* **Task brief**
Here the job is to return only the lines of the material, exactly, from the first one to the line with "- Reuses existing".

* **Material to process**
PR #2500, opened 2026-06-11
feat(chains): Add --no-sleep to chains watch

iancarrasco-b10:
## Summary
Adds `--no-sleep`-style keepalive to chains, mirroring the behavior from `truss watch` (#2211), and ensures chainlets don't scale to zero while a chain is still deploying.

**Watch keepalive (`truss chains watch` / `truss chains push --watch`)**
- When enabled, development chainlet oracles are woken, waited on until ready, and kept warm via background keepalive pings so they don't scale to zero during live patching.
- Reuses existing `wait_for_development_model_ready` / `start_keepalive` helpers; runs per chainlet oracle (respects `--experimental-watch-chainlet-names` subset).
- Extends `DeployedChainlet` and the chainlets GraphQL query with `oracle_id`, `oracle_version_id`, and `hostname` needed for wake/keepalive.

**Push keepalive (every `truss chains push`)**
- During the push wait loop we now **always** keep early-ready chainlets warm until the whole chain is ready, so fast chainlets don't scale to zero while slower ones are still deploying.
- Applies to **both development and published** deployments: draft chainlets are pinged via their `/development/...` endpoint, published chainlets via their specific `/deployment/{id}/...` endpoint.
- Keepalive is started incrementally as each chainlet becomes ready; the warmed set is shared with the subsequent `--watch` so we never start duplicate keepalive threads.
- `--watch-no-sleep` now only governs keepalive during the `--watch` phase, not the push wait loop. Push keepalive threads are daemons, so they end when the CLI process exits after the push completes.

## Usage
```
# Default: chainlets are kept warm during the push until the chain is ready
truss chains push my_chain.py
truss chains push my_chain.py --watch

# Watch keepalive on by default; opt out of warm-during-watch
truss chains watch my_chain.py
truss chains watch my_chain.py --no-sleep=false
truss chains push my_chain.py --watch --watch-no-sleep=false
```

## Test plan
- uv run pytest truss/tests/cli/test_chains_cli.py -k "no_sleep or keepalive or wait_loop" -v
- uv run pytest truss-chains/tests/test_deployment_client_watch.py -k "prepare_chainlet or start_keepalives" -v
- uv run pytest truss/tests/cli/test_cli.py -k keepalive -v
- Manual: `truss chains push` a chain with mixed fast/slow chainlets; confirm fast chainlets stay warm until the whole chain is ready.
- Manual: `truss chains push` a published chain; confirm keepalive pings hit `/deployment/{id}/...` and chainlets don't scale to zero mid-deploy.
- Manual: `truss chains watch --no-sleep`; confirm keepalive message appears and chainlets stay warm over time.

### DIFF
--- a/truss-chains/truss_chains/deployment/deployment_client.py
+++ b/truss-chains/truss_chains/deployment/deployment_client.py
@@ -1076,7 +1076,7 @@ def watch(
     show_stack_trace: bool,
     included_chainlets: Optional[list[str]],
     provided_team_name: Optional[str] = None,
-    no_sleep: bool = False,
+    no_sleep: bool = True,
 ) -> None:
     console.print(
         (
--- a/truss-chains/truss_chains/deployment/deployment_client.py
+++ b/truss-chains/truss_chains/deployment/deployment_client.py
@@ -1045,15 +1045,33 @@ def _prepare_chainlet_models_for_watch(
     console: "rich_console.Console",
     no_sleep: bool,
 ) -> None:
+    resolved_hostnames: dict[str, str] = {}
+
+    def resolve_hostname(
+        chainlet_name: str, chainlet: b10_types.DeployedChainlet
+    ) -> str:
+        if chainlet_name in resolved_hostnames:
+            return resolved_hostnames[chainlet_name]
+
+        if chainlet.hostname:
+            resolved_hostnames[chainlet_name] = chainlet.hostname
+            return chainlet.hostname
+
+        model = remote_provider.api.get_model_by_id(chainlet.oracle_id).get("model")
+        if model and model.get("hostname"):
+            resolved_hostnames[chainlet_name] = model["hostname"]
+            return resolved_hostnames[chainlet_name]
+
+        raise public_types.ChainsDeploymentError(
+            f"Could not determine hostname for Chainlet `{chainlet_name}`."
+        )
+
     for chainlet_name, chainlet in chainlet_data.items():
         if chainlet_name not in included_chainlets:
             continue
-        if not chainlet.hostname:
-            raise public_types.ChainsDeploymentError(
-                f"Could not determine hostname for Chainlet `{chainlet_name}`."
-            )
+        chainlet_hostname = resolve_hostname(chainlet_name, chainlet)
         cli_common.wait_for_development_model_ready(
-            model_hostname=chainlet.hostname,
+            model_hostname=chainlet_hostname,
             model_id=chainlet.oracle_id,
             dev_version_id=chainlet.oracle_version_id,
             remote_provider=remote_provider,
@@ -1064,11 +1082,8 @@ def _prepare_chainlet_models_for_watch(
         return
 
     for chainlet_name, chainlet in chainlet_data.items():
-        if not chainlet.hostname:
-            raise public_types.ChainsDeploymentError(
-                f"Could not determine hostname for Chainlet `{chainlet_name}`."
-            )
-        cli_common.start_keepalive(chainlet.hostname, remote_provider.fetch_auth_header)
+        chainlet_hostname = resolve_hostname(chainlet_name, chainlet)
+        cli_common.start_keepalive(chainlet_hostname, remote_provider.fetch_auth_header)
 
 
 @framework.raise_validation_errors_before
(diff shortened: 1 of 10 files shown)


truss-chains/truss_chains/deployment/deployment_client.py
```diff
@@ -1067,6 +1096,13 @@ def watch(
         included_chainlets,
         provided_team_name,
     )
+    _prepare_chainlet_models_for_watch(
```
cretz, line 1187: So before we never waited until ready before watching? I know some users are using watch with chains, will this cause any noticeable changes for them?

truss/cli/chains_commands.py
```diff
@@ -236,6 +236,15 @@ def _create_chains_table(service) -> Tuple[rich.table.Table, List[str]]:
     required=False,
     help="Team name for the chain deployment",
 )
+@click.option(
+    "--no-sleep",
```
cretz: To match `truss push`, this should be `--watch-no-sleep`

truss-chains/truss_chains/deployment/deployment_client.py
iancarrasco-b10: I don't expect major workflow changes for most users. This should make patching more reliable since patches need a running container, and patching a scaled-to-zero deployment would fail at sync time. We now wake chainlets and wait for them to be ready before the initial patch. This means there may be a short readiness wait at watch startup if anything is scaled to zero. If there are users who keep long running dev mode sessions running who expect scale to zero behavior they'd need to explicitly disable no sleep as we make keepalive the default after this change

truss/cli/chains_commands.py
iancarrasco-b10: Updated to be at parity

truss-chains/truss_chains/deployment/deployment_client.py
```diff
@@ -1037,6 +1038,33 @@ def watch(self) -> None:
...
+    chainlet_data: Mapping[str, b10_types.DeployedChainlet],
+    included_chainlets: set[str],
+    remote_provider: b10_remote.BasetenRemote,
+    console: "rich_console.Console",
+    no_sleep: bool,
+) -> None:
+    for chainlet_name, chainlet in chainlet_data.items():
+        if chainlet_name not in included_chainlets:
+            continue
+        if not chainlet.hostname:
```
mattelim: m1.1. We should be able to recover the hostname using the `chainlet.oracle_id`. Not sure if we want to try that before raising an error?

Related to comment m1.2

truss/remote/baseten/custom_types.py
```diff
@@ -16,6 +16,9 @@ class DeployedChainlet(pydantic.BaseModel):
     status: str
     logs_url: str
     oracle_name: str
+    oracle_id: str
+    oracle_version_id: str
+    hostname: Optional[str] = None
```
mattelim, line 21: m1.2. Do we know under what circumstances hostname will return None? 

See related comment m1.1 on `deployment_client.py`

iancarrasco-b10: Not entirely sure when it will be none, but the fallback should be another reliable way

mattelim (approved):

truss-chains/truss_chains/deployment/deployment_client.py
cretz: Saw this was resolved, what was the decision here? Did I incorrectly guess that `chain watch` now waits for every chainlet to complete deployment before watching any where it didn't before, or are we not too concerned about waiting for deployments on these first?

iancarrasco-b10: Oh decision here was to keep the wait. So effectively I'm solving two problems.

One is the initial push: where we want to keep all chainlets alive until all chainlets are active then stop the keepalive process (this is mostly independent from watch, but a cause of deploy failures when a chainlet falls asleep waiting on another chainlet to come up)

For watch mode: we also wait for all chainlets to be ready but also keep them alive for the duration of the watch

cretz: :+1: #2211 effectively solved both problems at once too, so this mimics that.

(was unable to see responses until recently, so my comment above may not make sense).

cretz (approved):

PR #2501, opened 2026-06-12
fix(truss-transfer): Disable flaky HF truss-transfer test

iancarrasco-b10:


michaelfeil (approved):

michaelfeil:
@copilot fix lint and commit the formatted files

iancarrasco-b10:
@michaelfeil I also had to pin the maturin version as the build and release flow was breaking due to incompatibility with py3.13

cretz (approved):

michaelfeil:
i see the fix would have been to bump the version from 3.13t to 3.14t, but pinning the legacy version also ok

iancarrasco-b10:
Originally tried bumping python but then it lead to more incompatibility issues

```
--- stderr
  error: The configured Python interpreter version (3.14) is newer than PyO3's maximum supported version (3.13)
  = help: please check if an updated version of PyO3 is available. Current version: 0.24.2
  = help: The free-threaded build of CPython does not support the limited API so this check cannot be suppressed.
```

PR #36, opened 2020-07-20
Fix failing action

jerelmiller:
## Description

Fixes failing action by removing the dependency on the only job in the `pr_merged` workflow.


jerelmiller:
Its because this is the only job in the workflow, which makes no sense why it would have other jobs listed as a dependency. You can see the failure here: https://github.com/newrelic/gatsby-theme-newrelic/actions/runs/175992749

> The workflow is not valid. The workflow must contain at least one job with no dependencies.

* **Task answer**
PR #2500, opened 2026-06-11
feat(chains): Add --no-sleep to chains watch

iancarrasco-b10:
## Summary
Adds `--no-sleep`-style keepalive to chains, mirroring the behavior from `truss watch` (#2211), and ensures chainlets don't scale to zero while a chain is still deploying.

**Watch keepalive (`truss chains watch` / `truss chains push --watch`)**
- When enabled, development chainlet oracles are woken, waited on until ready, and kept warm via background keepalive pings so they don't scale to zero during live patching.
- Reuses existing `wait_for_development_model_ready` / `start_keepalive` helpers; runs per chainlet oracle (respects `--experimental-watch-chainlet-names` subset).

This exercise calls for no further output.